As far as Will knew, most magical folk still kept to themselves, and maintained the veil that separated themselves from the Ordinaries. Few Ordinaries could handle the shock of enlightenment without going mad. “Isn’t this rather a risk for the Ordinaries?”
“The Ordinaries here are not enlightened.” Burnside put the fear to rest. “They perceive the magical folk as creative, eccentric, and odd.” He made a wry face as if to saygo figure! “But they can’t quite put their finger on it. The real experiment is the co-mingling of witches and shifters. This never would have been accepted in a purely magical setting. It could only have happened on an Ordinary Campus.”

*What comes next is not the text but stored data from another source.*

PR #942, opened 2026-04-15
fix(opencode): add SQLite data loader for new OpenCode storage backend

cristoslc:
## Summary

OpenCode recently switched from storing messages as individual JSON files (`storage/message/*.json`) to a SQLite database (`opencode.db`). The existing data loader in this package only knew the file-based format, so users on newer OpenCode versions would see no usage data at all.

- Adds SQLite loading via `bun:sqlite` (preferred path when `opencode.db` is detected in the OpenCode data directory)
- Keeps the JSON file-based path as a fallback for older OpenCode installations
- Adds a thin Node.js shim (`_sqlite-node.ts`) that re-exports `better-sqlite3` under the `bun:sqlite` module ID, with alias config in both `tsdown` and `vitest` for cross-runtime compatibility (Bun at runtime, Node.js in CI/tests)
- Adds `better-sqlite3` / `@types/better-sqlite3` as dev dependencies and registers `better-sqlite3` in the pnpm workspace catalog with `allowBuilds`
- Includes in-source vitest tests covering both the SQLite path and the legacy JSON file path

## Cross-runtime compatibility approach

The OpenCode CLI is a Bun-native binary, so `bun:sqlite` is the natural import. However, vitest runs under Node.js. The shim + alias pattern means:

- **Bun (production):** `bun:sqlite` resolves to Bun's built-in SQLite module directly
- **Node.js / vitest:** `bun:sqlite` is aliased to `apps/opencode/src/_sqlite-node.ts`, which re-exports `better-sqlite3` with a compatible `Database` API

## Test plan

- [ ] Run `pnpm run test` — existing and new OpenCode tests pass under Node.js/vitest
- [ ] Verify `pnpm run build` succeeds for the opencode package
- [ ] On a machine with a newer OpenCode installation (has `opencode.db`), confirm usage data is loaded and displayed correctly
- [ ] On a machine with an older OpenCode installation (only JSON files), confirm the fallback path still works

🤖 Generated with [Claude Code](https://claude.com/claude-code)


cristoslc:
Closing to refactor — the bun:sqlite abstraction layer adds unnecessary complexity for upstream. Will reopen as a simpler PR using better-sqlite3 directly, which is more conventional and keeps the diff smaller.

PR #970, opened 2026-05-02
fix(statusline): use configured timezone for today cost

### LINKED ISSUE #778: Statusline "today" shows $0.00 due to timezone defaulting to UTC
When using ccusage statusline, the "today" value shows $0.00 even though ccusage daily correctly shows usage for the current day. This appears to be a timezone issue - the statusline seems to default to UTC rather than detecting the local timezone.

### Environment:
ccusage: 16.1.2
Runtime: Bun 1.3.5
OS: Ubuntu (WSL2)
Timezone: Australia/Perth (UTC+8)

### Steps to reproduce:
Be in a timezone significantly offset from UTC (e.g., UTC+8)
Use Claude Code during local daytime hours
Configure statusline in `~/.claude/settings.json`
Observe "today" shows $0.00 while "session" correctly increments
Run `bunx ccusage daily` - shows correct usage for the day

### Workaround:
Creating a `ccusage.json` config file in the `~/.claude.` directory with the timezone setting resolves the issue.
```
{
  "$schema": "https://ccusage.com/config-schema.json",
  "defaults": {
    "timezone": "Australia/Perth"
  }
}
```

### Suggestion:
Consider having the statusline default to the system's local timezone (like daily appears to do) rather than UTC, or document that timezone configuration is required for accurate "today" aggregation.

aukaukauk:
Fixes #778.

## Summary

`statusline` computed today's date with `Date.toISOString()`, which always uses UTC. Daily usage is grouped using the local or configured timezone, so users far from UTC could see `$0.00 today` during date-boundary windows.

This changes statusline to compute the today filter with the same timezone-aware formatter used by daily grouping, passes that timezone into `loadDailyUsageData`, and exposes `--timezone` on the statusline command.

## Verification

- `pnpm --filter ccusage run format`
- `pnpm --filter ccusage typecheck`
- `pnpm --filter ccusage run test`
- `git diff --check origin/main...HEAD`

## Release Notes

* **New Features**
  * Added timezone configuration setting to statusline. This enables accurate date grouping and filtering based on your specified timezone instead of the system default, ensuring proper daily usage tracking across different regions.

### DIFF
--- a/apps/ccusage/config-schema.json
+++ b/apps/ccusage/config-schema.json
@@ -665,6 +665,11 @@
 									"markdownDescription": "Context usage percentage below which status is shown in yellow (0-100)",
 									"default": 80
 								},
+								"timezone": {
+									"type": "string",
+									"description": "Timezone for date grouping (e.g., UTC, America/New_York, Asia/Tokyo). Default: system timezone",
+									"markdownDescription": "Timezone for date grouping (e.g., UTC, America/New_York, Asia/Tokyo). Default: system timezone"
+								},
 								"debug": {
 									"type": "boolean",
 									"description": "Show pricing mismatch information for debugging",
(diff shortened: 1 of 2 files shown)


ryoppippi:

“Makes total sense to me,” Zani interjected. She hitched her satchel up on her shoulder and tossed her period appropriate feathered hair over her shoulder. There hadn’t been time to style it. It was just part of the cloak’s magic. Will thought she looked fantastic in a close-fitting wrap dress and wooden clogs. Much better than he looked in the tight bell bottoms and pointed-collar polo the other cloak had chosen for him. He didn’t love the look of his platform shoes, either. Burnside had been more prepared. He’d changed into his own clothing from the era. He now looked every inch the natty professor in a corduroy jacket with leather patches at the elbow.
“I was hardly the only magical student in my class, shifter or otherwise,” Zani continued, “but we were so few and far between, we had to stick together. We were far more accepting of each other than the general magic population.”
“Did your social circle include many vampires, then?” Will teased. But he was only half teasing. He was curious if Zani’s open-minded attitude toward vampires went back to her college days.
“No, Will.” She rolled her eyes. “There were no vampires at my school. At least not while we were there. Having a vampire at large on a college campus is never an ideal situation. I think we’ve all seen the films.” She touched his arm reassuringly. “I don’t think vampires would have been my thing as an undergrad, anyway.” Her lips twisted as she attempted to repress a smile.
“Who was your type, then?” Will tried to downplay his curiosity by pausing and pretending to read a flyer tacked to a tree. The bottom of it was snipped into fringe and someone had handwritten a phone number onto each scrap. He tore off one and crumpled it absentmindedly in his palm.
“I was into my professors.” Zani cracked a grin, laughing at herself. Burnside stood a little straighter and adjusted his tie. “Are you looking for a roommate in 1978, Will?” Zani gestured at the flyer, and the scrap of paper he was still worrying in his hand.
“You never know!” Will shoved it in his pocket.
As they continued to make progress across campus, Will searched his memory for what he knew about the school. The name Johns Hopkins was familiar to him, not just for the medical research and scientific discoveries the school was famous for. There was a closer connection.
“Wait a moment…” Will stopped in his tracks. “Didn’t Buffalo Westabrook go to college here?” That was the reason the name of the Ordinary school was so familiar to him. Will didn’t think he’d heard him speak of it, but he’d seen the degree hanging in Buffalo’s office.
“Indeed, he did.” Burnside smiled knowingly. “Along with a few others whose names you might recognize.” He pointed at a red brick building, stopping them before they turned the corner and hustling them to a plain, unmarked door. “Come, we’re here. Let’s go to the side entrance to avoid the crowds. They’ll be lining up right about now.”
Once inside, Burnside led them down a corridor that smelled of floor wax and old books. The forest green walls were lined with display cases full of academic treasures from the archaeology and anthropology departments. For an Ordinary school, Will thought it felt quite magical. At last, they reached the lecture hall.